Olli S. Miettinen, Professor of Epidemiology and Biostatistics, McGill University, Monteral, Canada, and lecturer in the courses on the principles and methods of epidemiologic research hosted by the Department of Epidemiology and Biostatistics for a quarter-century, has described the role of biostatistics in the Finnish Institute of Occupational Health as follows:

Both practice and research in occupational health are strongly dependent on proficiency in biostatistics. So essential is the latter, that biostatistics, as it pertains to epidemiology, is indeed inherent in the concept of epidemiology -- in contrast to, say toxicology. In other words, epidemiology is, at once, both a substantive and a statistical discipline. Two considerations do, however, justify explicit and separate eminence to biostatistics in the context of epidemiology.
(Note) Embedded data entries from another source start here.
PR #1060, opened 2026-07-24
Generate concept structures in the sandbox for custom PipeFuncs

thomashebrard:
## Problem

A custom PipeFunc that returns a **non-native concept structure** (e.g. `price_quote` → `atlas_devis__PricedQuote`) must import that structure class. In the Daytona sandbox the class was neither present (the method's `structures/*.py` never travel) nor generated, so `from structures import ...` raised `ModuleNotFoundError` — which `_register_funcs_in_file` **silently swallowed** (`except ImportError: pass`), so the function never registered and the box failed with the opaque `Function 'price_quote' not found in registry`.

Simpler native-returning PipeFuncs were unaffected (they import no structure), which is why this only surfaced now.

## Fix

The `.mthds` is the single source of truth for concept structures, and the crate the box already receives carries every `ConceptBlueprint`. So the box now **regenerates `structures.py` from the crate** before registering the customer code (in `_run_transported_from_workdir`), forcing **domain-qualified** class names to match the runtime spelling the PipeFunc return-type validation checks (`concept.structure_class_name`). Structures are never stored or transported; a method-shipped file at the same path wins.

Also: `_register_funcs_in_file` now `log.warning`s a swallowed `ImportError` instead of `pass` — so a failed customer import surfaces its cause.

## Validation

- New regression test drives the full transported path with generated structures.
- `make agent-check` clean; targeted pipe_operators/libraries/system/codegen suites green.
- Verified against the real atlas method: the box generates `atlas_devis__PricedQuote` et al. and `price_quote` registers.

Note: this runs **inside the box** (`run_pipe_func_transported`), not on local direct runs (`run_pipe_func`), which are unchanged. Reaching the box also requires rebuilding the Daytona snapshot with this pipelex.

https://claude.ai/code/session_017LxfxhDrah899npndRcx7n

---
## Summary by cubic
Regenerates concept structure classes inside the Daytona sandbox from the crate so custom PipeFuncs that return non-native structures can import them and register. Also logs `ImportError` during function registration to surface real causes.

- **Bug Fixes**
  - Generate `structures.py` from the crate before importing customer code (transported path only); keep any shipped file instead of overwriting.
  - Force domain-qualified class names (e.g., `atlas_devis__PricedQuote`) to match runtime validation.
  - Log a warning on `ImportError` in `_register_funcs_in_file` instead of swallowing it.

- **Migration**
  - Affects only in-box runs; local `run_pipe_func` is unchanged.
  - Rebuild the Daytona snapshot to pick up this pipelex.

<sup>Written for commit aa1215619454ead6a8d504f3d2c2a180e9d0a61b. Summary will update on new commits.</sup>

<a href="https://cubic.dev/pr/Pipelex/pipelex/pull/1060?utm_source=github" target="_blank" rel="noopener noreferrer" data-no-image-dialog="true"><picture><source media="(prefers-color-scheme: dark)" srcset="https://www.cubic.dev/buttons/review-in-cubic-dark.svg"><source media="(prefers-color-scheme: light)" srcset="https://www.cubic.dev/buttons/review-in-cubic-light.svg">Review in cubic</picture></a>

### DIFF
--- a/pipelex/pipe_operators/func/direct_pipe_func_executor.py
+++ b/pipelex/pipe_operators/func/direct_pipe_func_executor.py
@@ -9,6 +9,8 @@ from typing import cast
 from typing_extensions import override
 
 from pipelex import log
+from pipelex.codegen.emitters.python_structures import emit_python_structures
+from pipelex.codegen.resolved_concepts import resolve_concepts_from_crate
 from pipelex.core.memory.working_memory import WorkingMemory
 from pipelex.core.stuffs.list_content import ListContent
 from pipelex.core.stuffs.structured_content import StructuredContent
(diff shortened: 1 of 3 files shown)


thomashebrard:
Superseded — re-opened from a fix/ branch to satisfy the gate-release branch-prefix guard (same commit aa12156).

PR #1071, opened 2026-07-29
fix(hub): complete the layer boundary — placement, so the predicate can say what it means

lchoquel:
## What this finishes

The hub split drew the runtime/interpreter boundary and made it enforceable. It shipped with a caveat repeated in **six** places: two interpreter packages could not be named in the closure test's predicate, so *"importing the Pipelex runtime loads zero interpreter modules"* was really *"zero modules from the packages we can name"*. This PR removes the caveat by fixing what caused it.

For one, those who are proficient in the substantive (biomedical) aspects of epidemiology generally have only a limited mastery of biostatistics; they therefore need expert biostatistical collaboration on a near-continual basis. For another, this in-house statistical resource in an epidemiology unit has also a larger, institution-wide role, as other disciplines (e.g. toxicology) in the Institute generally do not have any built-in expertise in the biostatistical aspects of their research.

A review: Nurminen M. Evolution of epidemiologic methodology from the statistical perspective. The Internet Jourmal of Epidemiology 2003; Volume 1, Number 1.